BEGIN PROVIDED INFORMATION
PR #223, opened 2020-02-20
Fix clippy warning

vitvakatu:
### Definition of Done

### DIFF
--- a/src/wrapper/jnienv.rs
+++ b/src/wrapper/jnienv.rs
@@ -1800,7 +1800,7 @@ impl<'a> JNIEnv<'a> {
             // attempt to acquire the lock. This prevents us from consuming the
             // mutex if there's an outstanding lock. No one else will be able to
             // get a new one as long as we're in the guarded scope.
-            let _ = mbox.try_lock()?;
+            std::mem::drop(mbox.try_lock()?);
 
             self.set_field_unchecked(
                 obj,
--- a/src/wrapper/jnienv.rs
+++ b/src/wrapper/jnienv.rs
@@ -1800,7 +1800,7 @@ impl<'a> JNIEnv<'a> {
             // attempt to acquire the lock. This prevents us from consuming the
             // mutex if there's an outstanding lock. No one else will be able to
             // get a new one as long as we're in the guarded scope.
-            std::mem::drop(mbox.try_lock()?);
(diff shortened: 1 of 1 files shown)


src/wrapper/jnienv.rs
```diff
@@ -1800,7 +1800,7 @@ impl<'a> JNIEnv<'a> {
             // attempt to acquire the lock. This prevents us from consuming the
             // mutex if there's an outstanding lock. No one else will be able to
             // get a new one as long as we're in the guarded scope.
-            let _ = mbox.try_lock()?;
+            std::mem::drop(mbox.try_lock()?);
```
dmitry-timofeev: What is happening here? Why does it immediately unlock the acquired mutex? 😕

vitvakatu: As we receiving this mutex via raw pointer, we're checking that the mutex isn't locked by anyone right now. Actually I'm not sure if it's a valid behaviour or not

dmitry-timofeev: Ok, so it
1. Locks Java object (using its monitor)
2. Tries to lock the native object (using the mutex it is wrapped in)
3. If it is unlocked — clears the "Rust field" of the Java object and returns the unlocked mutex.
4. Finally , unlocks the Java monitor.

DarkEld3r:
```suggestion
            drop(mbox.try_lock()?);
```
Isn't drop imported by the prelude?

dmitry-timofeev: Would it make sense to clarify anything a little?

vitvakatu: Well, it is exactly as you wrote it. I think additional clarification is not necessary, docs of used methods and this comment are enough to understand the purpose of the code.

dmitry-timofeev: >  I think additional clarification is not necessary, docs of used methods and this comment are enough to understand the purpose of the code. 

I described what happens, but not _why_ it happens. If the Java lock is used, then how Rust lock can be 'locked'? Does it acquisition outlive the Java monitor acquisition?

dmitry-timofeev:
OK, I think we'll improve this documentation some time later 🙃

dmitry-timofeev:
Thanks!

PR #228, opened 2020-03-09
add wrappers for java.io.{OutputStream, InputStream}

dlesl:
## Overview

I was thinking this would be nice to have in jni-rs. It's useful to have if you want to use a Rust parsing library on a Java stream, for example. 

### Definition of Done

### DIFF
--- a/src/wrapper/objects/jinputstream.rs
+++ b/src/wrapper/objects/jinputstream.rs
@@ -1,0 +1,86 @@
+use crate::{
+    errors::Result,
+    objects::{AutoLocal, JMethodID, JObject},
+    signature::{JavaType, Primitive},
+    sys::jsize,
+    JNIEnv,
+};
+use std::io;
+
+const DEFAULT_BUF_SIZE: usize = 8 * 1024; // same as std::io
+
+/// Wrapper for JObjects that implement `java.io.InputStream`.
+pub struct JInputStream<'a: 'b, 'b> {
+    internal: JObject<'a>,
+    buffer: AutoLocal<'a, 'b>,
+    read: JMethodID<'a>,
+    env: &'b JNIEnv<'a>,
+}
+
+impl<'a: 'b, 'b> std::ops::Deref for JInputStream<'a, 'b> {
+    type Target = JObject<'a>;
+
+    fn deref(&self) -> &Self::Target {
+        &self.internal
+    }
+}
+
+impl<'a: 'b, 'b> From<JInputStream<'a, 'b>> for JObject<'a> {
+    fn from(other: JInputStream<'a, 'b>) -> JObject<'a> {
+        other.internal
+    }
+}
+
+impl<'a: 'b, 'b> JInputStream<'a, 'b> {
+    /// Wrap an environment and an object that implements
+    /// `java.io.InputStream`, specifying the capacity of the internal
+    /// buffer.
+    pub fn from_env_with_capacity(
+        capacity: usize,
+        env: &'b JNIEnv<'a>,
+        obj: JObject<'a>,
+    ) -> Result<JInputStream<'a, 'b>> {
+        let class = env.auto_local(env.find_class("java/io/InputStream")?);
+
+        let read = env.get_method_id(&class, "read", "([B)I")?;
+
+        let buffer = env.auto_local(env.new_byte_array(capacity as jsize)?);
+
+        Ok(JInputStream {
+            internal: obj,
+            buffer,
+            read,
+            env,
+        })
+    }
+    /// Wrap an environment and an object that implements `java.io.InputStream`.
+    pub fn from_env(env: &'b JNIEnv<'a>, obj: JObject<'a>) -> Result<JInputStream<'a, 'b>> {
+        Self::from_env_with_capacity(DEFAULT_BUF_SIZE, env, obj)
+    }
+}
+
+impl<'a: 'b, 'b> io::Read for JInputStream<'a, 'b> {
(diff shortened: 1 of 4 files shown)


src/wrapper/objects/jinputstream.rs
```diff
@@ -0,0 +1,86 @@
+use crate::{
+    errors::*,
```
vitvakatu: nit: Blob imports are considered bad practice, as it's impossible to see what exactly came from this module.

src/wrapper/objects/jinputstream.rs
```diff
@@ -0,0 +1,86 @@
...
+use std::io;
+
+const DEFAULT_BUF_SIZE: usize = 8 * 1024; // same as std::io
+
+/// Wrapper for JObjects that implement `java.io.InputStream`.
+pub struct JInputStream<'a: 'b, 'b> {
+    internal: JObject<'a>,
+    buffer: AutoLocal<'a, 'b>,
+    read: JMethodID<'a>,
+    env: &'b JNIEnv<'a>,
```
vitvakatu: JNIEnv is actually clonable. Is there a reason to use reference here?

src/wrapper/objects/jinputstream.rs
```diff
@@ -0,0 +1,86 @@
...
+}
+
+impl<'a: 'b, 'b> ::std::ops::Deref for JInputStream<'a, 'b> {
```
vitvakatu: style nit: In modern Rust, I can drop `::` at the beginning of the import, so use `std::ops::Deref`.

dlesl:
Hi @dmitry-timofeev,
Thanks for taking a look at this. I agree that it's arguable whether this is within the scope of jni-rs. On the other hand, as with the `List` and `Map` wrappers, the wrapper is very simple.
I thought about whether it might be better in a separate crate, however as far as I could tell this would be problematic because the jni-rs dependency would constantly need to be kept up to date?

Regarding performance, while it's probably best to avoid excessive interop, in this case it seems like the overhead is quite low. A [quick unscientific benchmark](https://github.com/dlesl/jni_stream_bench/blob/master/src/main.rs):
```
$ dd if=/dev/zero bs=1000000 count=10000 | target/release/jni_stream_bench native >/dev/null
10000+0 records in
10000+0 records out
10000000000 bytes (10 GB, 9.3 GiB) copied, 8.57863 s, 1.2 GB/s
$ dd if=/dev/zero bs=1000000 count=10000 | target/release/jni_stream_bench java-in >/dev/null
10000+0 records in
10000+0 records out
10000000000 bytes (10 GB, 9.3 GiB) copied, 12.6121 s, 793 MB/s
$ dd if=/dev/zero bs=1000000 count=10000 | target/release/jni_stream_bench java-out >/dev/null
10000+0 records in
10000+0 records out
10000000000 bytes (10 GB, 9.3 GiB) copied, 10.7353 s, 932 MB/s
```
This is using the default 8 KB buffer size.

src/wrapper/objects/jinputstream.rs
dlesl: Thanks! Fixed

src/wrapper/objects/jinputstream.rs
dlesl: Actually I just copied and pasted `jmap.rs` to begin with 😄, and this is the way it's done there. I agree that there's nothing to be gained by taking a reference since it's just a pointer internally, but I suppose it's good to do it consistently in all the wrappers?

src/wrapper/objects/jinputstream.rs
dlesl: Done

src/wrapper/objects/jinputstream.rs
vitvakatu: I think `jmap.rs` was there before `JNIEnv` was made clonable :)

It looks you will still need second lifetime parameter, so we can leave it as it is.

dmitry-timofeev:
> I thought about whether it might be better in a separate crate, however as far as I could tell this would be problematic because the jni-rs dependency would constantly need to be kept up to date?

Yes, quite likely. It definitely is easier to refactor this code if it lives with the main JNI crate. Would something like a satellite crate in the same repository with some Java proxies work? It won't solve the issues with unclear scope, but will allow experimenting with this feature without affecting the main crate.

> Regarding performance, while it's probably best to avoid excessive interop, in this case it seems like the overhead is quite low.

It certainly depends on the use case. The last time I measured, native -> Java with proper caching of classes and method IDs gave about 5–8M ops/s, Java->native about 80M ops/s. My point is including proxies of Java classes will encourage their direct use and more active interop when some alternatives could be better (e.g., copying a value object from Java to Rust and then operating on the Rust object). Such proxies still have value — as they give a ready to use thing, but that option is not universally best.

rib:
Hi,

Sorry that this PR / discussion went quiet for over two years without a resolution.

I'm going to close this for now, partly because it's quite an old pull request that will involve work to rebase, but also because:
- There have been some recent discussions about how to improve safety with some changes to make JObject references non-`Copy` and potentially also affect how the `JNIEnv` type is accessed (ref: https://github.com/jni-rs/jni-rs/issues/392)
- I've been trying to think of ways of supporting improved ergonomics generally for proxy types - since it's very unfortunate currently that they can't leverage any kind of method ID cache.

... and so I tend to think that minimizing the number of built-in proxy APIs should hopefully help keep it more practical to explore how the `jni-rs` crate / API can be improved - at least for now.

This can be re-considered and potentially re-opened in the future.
END PROVIDED INFORMATION
● **TASK OBJECTIVE**:
List every line above that contains the word "pointer".

● **SOLUTION FOR THIS EXERCISE**:
vitvakatu: As we receiving this mutex via raw pointer, we're checking that the mutex isn't locked by anyone right now. Actually I'm not sure if it's a valid behaviour or not
dlesl: Actually I just copied and pasted `jmap.rs` to begin with 😄, and this is the way it's done there. I agree that there's nothing to be gained by taking a reference since it's just a pointer internally, but I suppose it's good to do it consistently in all the wrappers?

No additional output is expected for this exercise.